Hugging Face Hub's search interface (huggingface.co/models) filters >200k models by task (text-generation, image-classification, sentiment-analysis), framework (pytorch, tensorflow), language, and license. Programmatic discovery via huggingface_hub.list_models() enables filtering by ModelFilter(task="text-generation", library="transformers", sort="downloads", direction=-1); this returns popular models first, useful for finding well-maintained alternatives to obscure checkpoints. The Hub's metadata — download counts, last update date, model card completeness (scored 1–5 stars) — indicates active maintenance; models with <100 downloads or no update in 6 months are likely abandoned. Advanced search using Hugging Face API's full-text search (q="legal document classification") finds domain-specific models; combing search results with license filters (license="apache-2.0" or license="mit") identifies permissive models suitable for commercial deployment. Hub's leaderboards (e.g., Open LLM Leaderboard) rank models by benchmark performance, surfacing SOTA checkpoints; LMSYS Chatbot Arena provides crowdsourced rankings of instruction-tuned models, more reflective of real-world performance than standardized benchmarks.
The huggingface-cli command-line tool provides efficient model management: huggingface-cli model-info meta-llama/Llama-2-7b-hf prints full metadata including architecture, training data, quantization status, and license; huggingface-cli download meta-llama/Llama-2-7b-hf --include "*.md" downloads just the model card and README for quick review. Model cards (standardized markdown files in each repo) document intended use, training procedures, known limitations, and benchmark results — required reading before deployment. Well-maintained models include PyTorch and SafeTensors versions, detailed README with code examples, and community discussions; poor-quality repos lack these signals. The Hub CLI enables headless bulk operations: for model in $(huggingface-cli list-models --filter text-generation); do huggingface-cli scan-model $model; done automates compliance scanning across a model set. Integration with Git LFS (Large File Storage) enables efficient versioning: a model repo with 40 versions (fine-tunes, patches) uses <1GB local storage with sparse checkout; git clone --depth 1 --filter=blob:none --sparse followed by git sparse-checkout set . downloads only the latest revision, essential for CI/CD pipelines.

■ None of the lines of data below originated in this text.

PR #799, opened 2024-12-09
Add a test case for sparse logistic regression with standardization per a hanging issue has been fixed in cuml 24.12

lijinf2:
The hanging occurs when only some of all GPUs get sparse matrix of all zeroes.

### DIFF
--- a/python/tests/test_logistic_regression.py
+++ b/python/tests/test_logistic_regression.py
@@ -2266,11 +2266,8 @@ def test_sparse_all_zeroes(
         compare_model(gpu_model, cpu_model, bdf)
 
 
-@pytest.mark.slow
-# @pytest.mark.parametrize("standardization", [True, False])
-# @pytest.mark.parametrize("fit_intercept", [True, False])
 @pytest.mark.parametrize("standardization", [True])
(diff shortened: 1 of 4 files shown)


lijinf2:
build

python/tests/test_logistic_regression.py
```diff
@@ -2264,3 +2264,48 @@ def test_sparse_all_zeroes(
...
+) -> None:
+    tolerance = 0.001
+
+    if gpu_number < 2:
+        pytest.skip(reason="test_sparse_one_gpu_zeroes requires at least 2 GPUs")
+    gpu_number = 2
+
+    with CleanSparkSession() as spark:
+        data = [
+            Row(label=1.0, weight=1.0, features=Vectors.sparse(2, {0: 10.0, 1: 20.0})),
```
eordentlich, line 2284: weight column needed?

eordentlich (approved):
👍

python/tests/test_logistic_regression.py
lijinf2: Good catch. Will remove it in the next PR.

PR #823, opened 2025-01-13
Avoid local dir creation, fix dense ordering

rishic3:


rishic3:
build

python/src/spark_rapids_ml/umap.py
```diff
@@ -1473,11 +1474,19 @@ def write_sparse_array(array: scipy.sparse.spmatrix, df_dir: str) -> None:
...
-            data_df = spark.createDataFrame(pd.DataFrame(array), schema=schema)
+            data_df = spark.createDataFrame(
+                pd.DataFrame(
+                    {
+                        "row_id": range(array.shape[0]),
+                        "data": array.tolist(),
+                    }
+                ),
+                schema=schema,
+            )
```
eordentlich, line 1489: Below and elsewhere in this class is it correct to use overwrite when writing?   This might be counter to the overwrite MLWriter api.    If that is not invoked, a user would not expect overwrite to be allowed.

python/src/spark_rapids_ml/umap.py
```diff
@@ -1547,8 +1554,8 @@ def read_sparse_array(
             return scipy.sparse.csr_matrix((data, indices, indptr), shape=csr_shape)
 
         def read_dense_array(df_path: str) -> np.ndarray:
-            data_df = spark.read.parquet(df_path)
-            return np.array(data_df.collect(), dtype=np.float32)
+            data_df = spark.read.parquet(df_path).orderBy("row_id")
+            return np.array([row.data for row in data_df.collect()], dtype=np.float32)
```
eordentlich, line 1558: toPandas might be better here followed by np.array(list(data_pandas_df.data))

python/src/spark_rapids_ml/umap.py
```diff
@@ -1495,8 +1504,6 @@ def write_dense_array(array: np.ndarray, df_path: str) -> None:
         assert model_attributes is not None
 
         data_path = os.path.join(path, "data")
-        if not os.path.exists(data_path):
```
eordentlich, line 1498: Would be good to have a test that checks for expected files and directories?

python/src/spark_rapids_ml/umap.py
```diff
@@ -1547,8 +1554,8 @@ def read_sparse_array(
             return scipy.sparse.csr_matrix((data, indices, indptr), shape=csr_shape)
 
         def read_dense_array(df_path: str) -> np.ndarray:
-            data_df = spark.read.parquet(df_path)
-            return np.array(data_df.collect(), dtype=np.float32)
+            data_df = spark.read.parquet(df_path).orderBy("row_id")
```
eordentlich, line 1557: I wonder if there is test for the order, one that would fail if orderby was omitted.

python/src/spark_rapids_ml/umap.py
```diff
@@ -1473,11 +1474,19 @@ def write_sparse_array(array: scipy.sparse.spmatrix, df_dir: str) -> None:
...
+                    StructField("row_id", LongType(), False),
+                    StructField("data", ArrayType(FloatType(), False), False),
                 ]
             )
-            data_df = spark.createDataFrame(pd.DataFrame(array), schema=schema)
+            data_df = spark.createDataFrame(
+                pd.DataFrame(
+                    {
+                        "row_id": range(array.shape[0]),
+                        "data": array.tolist(),
```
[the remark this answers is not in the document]
rishic3: While list(array) is more efficient since tolist() does a deep conversion of each row to python lists, Spark will throw an error with list(array) if `spark.sql.execution.arrow.pyspark.enabled=false`, since pyarrow would no longer handle the numpy -> arrow array conversion.

python/src/spark_rapids_ml/umap.py
rishic3: A multi-gpu env (e.g., DGX) where Spark's default parallelism is >1 would have caught it and I should have tested there with the last PR. 
Forcing >1 parallelism would require changing CleanSparkSession to allow a new conf to override the default conf - not sure if that's worth it

python/src/spark_rapids_ml/umap.py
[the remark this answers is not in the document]
eordentlich: We pretty much require that to be enabled to get good data transfer from jvm to python workers.

python/src/spark_rapids_ml/umap.py
rishic3: Done, thx

eordentlich (approved):
👍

Hugging Face models are cached in ~/.cache/huggingface/hub by default; setting HF_HOME=/mnt/fast_ssd redirects cache to faster storage during iterative development. For production inference, copying the entire model to local storage eliminates network latency: python -c "from transformers import AutoModel; AutoModel.from_pretrained('meta-llama/Llama-2-7b', cache_dir='/model_cache')" pre-populates the cache, avoiding lazy loading on first inference request. Offline mode (export HF_DATASETS_OFFLINE=1; HF_HUB_OFFLINE=1) uses only cached models, critical for air-gapped deployments; missing models raise informative errors instead of attempting network access. For teams, configuring huggingface_hub.HfApi(token="hf_xxx", endpoint="https://hub-internal.company.com") uses private Hub instances (Hugging Face Enterprise) for access control and audit logging. Cache statistics are queryable: python -c "from huggingface_hub import scan_cache_dir; info = scan_cache_dir(); print(f'Total cache: {info.total_size_human}')" shows cache size and unused models; periodic pruning (remove revisions not accessed in 30 days) conserves disk space in shared cluster environments where dozens of models are cached.